▶ **What to produce**:
Word for word, repeat the lines of the records from the one containing "The less the" through the last line, both included.

(Items listed in a dataset)
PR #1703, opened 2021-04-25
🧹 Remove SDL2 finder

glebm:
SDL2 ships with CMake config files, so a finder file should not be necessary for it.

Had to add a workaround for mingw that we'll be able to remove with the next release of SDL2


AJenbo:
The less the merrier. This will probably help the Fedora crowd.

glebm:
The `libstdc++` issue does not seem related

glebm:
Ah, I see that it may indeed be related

▶ **Response area**:
The less the merrier. This will probably help the Fedora crowd.

glebm:
The `libstdc++` issue does not seem related

glebm:
Ah, I see that it may indeed be related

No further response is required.